Well, jadi begitulah... aku benar-benar tidak ingin tahu tentang orang lain atau ikut berkomentar tentang kejadian besar... dan orang-orang menyebutku apatis.
**
Sebagaimana umumnya orang, aku memiliki banyak teman, laki-laki dan perempuan. Sebagian dekat, sebagian tidak. Tentu saja aku senang memiliki jaringan pertemanan, sekalipun aku tidak banyak memberi manfaat pada mereka. Dari banyak kawan-kawan itu, setelah aku hitung lebih cermat, banyak kawan-kawanku dari golongan perempuan.

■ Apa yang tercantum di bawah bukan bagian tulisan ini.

PR #6143, opened 2021-12-31
Todos

samgermain:
Removed a few todos


xmatthias (approved):
I've removed a few more TODO's - 2 of which i've moved to the trello board with the label "nice to have" (like hyperopting leverage - which however is only a documentation task thinking about it), and the pairlist filter to only allow pairs with "matching leverage".

PR #6168, opened 2022-01-05
Futures dust warning

samgermain:


freqtrade/freqtradebot.py
```diff
@@ -1540,9 +1540,16 @@ def apply_fee_conditional(self, trade: Trade, trade_base_currency: str,
         Can eat into dust if more than the required asset is available.
         """
         self.wallets.update()
-        if fee_abs != 0 and self.wallets.get_free(trade_base_currency) >= amount:
+        free_base = self.wallets.get_free(trade_base_currency)
+        if fee_abs != 0 and free_base >= amount:
+            if self.trading_mode == TradingMode.FUTURES:
```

Aku sadar betul pertemanan kami hanya sebatas pertemanan, tidak ada tujuan macam-macam, yah... meskipun aku harus mengakui, aku lebih memilih bercerita pada teman perempuan untuk hal-hal yang pribadi karena mereka pandai sekali menaruh simpati, dan kawan laki-laki cenderung untuk hal-hal yang kadang serius sekali, kadang untuk haha-hihi. Fleksibel, meski aku sangat jarang membuka hal-hal pribadi.
Aku sebisa mungkin membangun pertemanan yang wajar pada kawan perempuan, sebab menurut seorang teman, jika kelewat batas, mungkin interaksimu dimaknai sebagai “pendekatan” untuk hubungan asmara.
Maksudku... kau tahu, aku hanya mendekati satu perempuan, meski aku bingung harus bagaimana. Hanya pada orang ini aku benar-benar kaku, meski kadang menunjukkan hasrat mendekati. Sekali lagi, hanya pada satu orang.
Yang ingin aku katakan, aku tulus berteman dengan orang-orang itu, terutama dalam konteks ini mereka yang perempuan. Tetapi aku sering disebut terjebak dalam friendzone.
**
Aku sering mengalami masalah jika harus berada dalam kegiatan-kegiatan sosial, apalagi jika didatangi orang-orang yang tidak aku kenal. Tetapi apa lacur, sebagai makhluk yang katanya sosial, aku terdorong untuk ikut.
Ketika kegiatan itu berlangsung di sekitar lingkungan sendiri, di mana orang-orang cukup mengenal aku sebagai orang yang kurang bergaul, mereka kadang cukup heran. “Tumben bocah ini hadir,” begitu kira-kira pikir mereka. Itulah kondisi di mana aku benar-benar ingin berpartisipasi sebisa mungkin, tetapi ada suara-suara yang diam-diam berbunyi: sedang pansos, kan!?
**
Kau, anak-anak kurang kerjaan dan membuat istilah-istilah merepotkan itu... brengsek!